Юлий Цезарь. Политическая биография - Алексей Егоров
Шрифт:
Интервал:
После речи он выступил в Аримин, возможно, послав туда предварительно отряд центурионов. Тогда же произошло то, что именуют переходом через Рубикон. Эпизод с переходом реки занял центральное место в сообщениях трех главных историографов Цезаря, Аппиана, Плутарха и Светония (Арр. В. С, II, 35; Plut. Caes., 32; Suet. Iul., 31), рассказывающих о событиях с небольшими вариациями. Согласно Аппиану, он вечером выслал вперед храбрейших из центурионов, чтобы те вошли в Аримин, а сам под предлогом нездоровья, удалился с ночного пира и прибыл к войскам, довольно быстро подойдя к реке Рубикон, бывшей границей Провинции и Италии. После долгих раздумий, Цезарь, наконец, перешел реку со своими знаменитыми словами (Alea iacta est — “Жребий брошен”) и к утру занял Аримин. Примерно то же рассказывает и Плутарх, добавив деталь о красивом юноше, игравшем на флейте, вслед за которым Цезарь и перешел реку (Plut.
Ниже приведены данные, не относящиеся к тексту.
PR #56, opened 2024-06-15
Workflow to create GFM artifact(s)

sebbASF:
This workflow runs once a week to create the GFM artifact if necessary.
Most weeks it should do nothing, as there should already be an artifact present.
The gap between runs could be increased, provided that the expiry date checking was also updated.


.github/workflows/build-artifacts.yml
```diff
@@ -0,0 +1,64 @@
...
+
+        # Check if artifact is present (list all)
+        curl -sS https://api.github.com/repos/sebbASF/infra-actions/actions/artifacts?name=${GFM_ARTIFACT_KEY} >/tmp/artifact.json
+        # when does last one expire?
+        jq </tmp/artifact.json '[.artifacts[]|select(.expired==false)|.expires_at]|max' >/tmp/max.txt
+        # is that more than 10 days away? (86400*10 seconds)
+        OUT=$(jq </tmp/max.txt 'select(.>(now+864000|strftime("%FT%TZ")))')
+        if [[ -n $OUT ]]
+        then
+          echo "Found a valid artifact for ${{ matrix.gfm_version }} (expires $OUT)"
```
jsoref, line 47: you should never use `${{ ... }}` inside a `run:` block.

use:
```yaml
env:
  gfm_version: ${{ matrix.gfm_version }}
...
run:
          echo "Found a valid artifact for $gfm_version (expires $OUT)"
...
```

.github/workflows/build-artifacts.yml
```diff
@@ -0,0 +1,64 @@
...
+        mkdir -p ${LIBCMARKDIR}
+        bash $GITHUB_WORKSPACE/pelican/build-cmark.sh ${{ matrix.gfm_version }} ${LIBCMARKDIR}
+
+        # Tell the save step what to save
+        echo "created=${LIBCMARKDIR}" | tee -a $GITHUB_OUTPUT
+    - name: Save the GFM build ${{ matrix.gfm_version}}
+      if: ${{ steps.build_gfm.outputs.created }}
+      uses: actions/upload-artifact@v4
+      with:
+        name: ${{ env.GFM_ARTIFACT_KEY}}
```
jsoref, line 63:
```suggestion
        name: ${{ env.GFM_ARTIFACT_KEY }}
```

.github/workflows/build-artifacts.yml
```diff
@@ -0,0 +1,64 @@
...
+
+        echo "Could not find a valid artifact for ${{ matrix.gfm_version }}; building another"
+        # build GFM and set up LIBCMARKDIR
+        export LIBCMARKDIR=/tmp/gfm-${{ matrix.gfm_version }}
+        mkdir -p ${LIBCMARKDIR}
+        bash $GITHUB_WORKSPACE/pelican/build-cmark.sh ${{ matrix.gfm_version }} ${LIBCMARKDIR}
+
+        # Tell the save step what to save
+        echo "created=${LIBCMARKDIR}" | tee -a $GITHUB_OUTPUT
+    - name: Save the GFM build ${{ matrix.gfm_version}}
```
jsoref, line 59:
```suggestion
    - name: Save the GFM build ${{ matrix.gfm_version }}
```

.github/workflows/build-artifacts.yml
```diff
@@ -0,0 +1,64 @@
...
+      - 'pelican/build-cmark.sh'
+  workflow_dispatch:
+
+jobs:
+  build-artifact:
+    runs-on: ubuntu-latest
+    strategy:
+      # Allow for multiple versions to be maintained
+      matrix:
+        gfm_version: ['0.28.3.gfm.12']
```
jsoref, line 27:
```suggestion
        gfm_version:
        - '0.28.3.gfm.12'
```

Please use some form of the array notation so that when people add / remove items they aren't blamed for changing everything.

.github/workflows/build-artifacts.yml
jsoref: Depending on what you're doing, it can result in security vulnerabilities or very surprising misbehaviors.

In this case, if your matrix was:
```yaml
matrix:
  gfm_version:
  - 'hello"; touch /tmp/flag; echo "'
```

then you'd be constructing a script of the form:
```sh
          echo "Found a valid artifact for hello"; touch /tmp/flag; echo " (expires $OUT)"
```

which is fairly surprising.
https://github.com/check-spelling-sandbox/sturdy-adventure/actions/runs/13166687061/job/36748420310#step:6:14

.github/workflows/build-artifacts.yml
```diff
@@ -0,0 +1,64 @@
...
+        persist-credentials: false
+    - name: Fetch and build version ${{ matrix.gfm_version }}
+      id: build_gfm
+      run: |
+        # N.B. This must agree with the definition in pelican/action.yml
+        export GFM_ARTIFACT_KEY=gfm-lib-${{ matrix.gfm_version }}
+        echo "GFM_ARTIFACT_KEY=${GFM_ARTIFACT_KEY}" >> $GITHUB_ENV
+
+        # Check if artifact is present (list all)
+        curl -sS https://api.github.com/repos/sebbASF/infra-actions/actions/artifacts?name=${GFM_ARTIFACT_KEY} >/tmp/artifact.json
```
jsoref, line 40: Oh, this probably shouldn't be `sebbASF`

You should use `$GITHUB_REPOSITORY`:
```suggestion
        curl -sS https://api.github.com/repos/$GITHUB_REPOSITORY/actions/artifacts?name=${GFM_ARTIFACT_KEY} >/tmp/artifact.json
```

pelican/action.yml
```diff
@@ -51,34 +51,55 @@ runs:
...
+        then
+          echo "Downloaded to ${LIBCMARKDIR} from $GITHUB_ACTION_REPO, nothing more to do!"
+          exit 0 # nothing more to do in this step
+        fi
+
+        # GFM binary not found, need to build it
         {
+          echo "Creating GFM binary in ${LIBCMARKDIR}"
           # disable stdout unless debug is on
           if [ "${{ inputs.debug }}" == 'true' ]
```
jsoref, line 95: it's nice if you automatically debug on rerun...

```
|| [ "$GITHUB_RUN_ATTEMPT" != 1 ]
```

jsoref: Note that you should also move this to an `env:`, it isn't just `${{ matrix`, it's `${{` _anything_

jsoref: for most of those, github has a $GITHUB_..., so you really should never do it :)... it's a safe enough rule.

potiuk:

Caes., 32). Этот эпизод упоминает и Светоний, хотя в рассказах авторов есть важные различия. Во-первых, Аппиан сообщает, что переход состоялся ночью, а описание Светония и Плутарха скорее соотвествует дневному событию; во-вторых, Цезарь у Светония произносит речь после перехода (Suet. Iul., 31), а в одном из кратких вариантов Плутарха упоминается только Аримин (Plut. Cato, 52).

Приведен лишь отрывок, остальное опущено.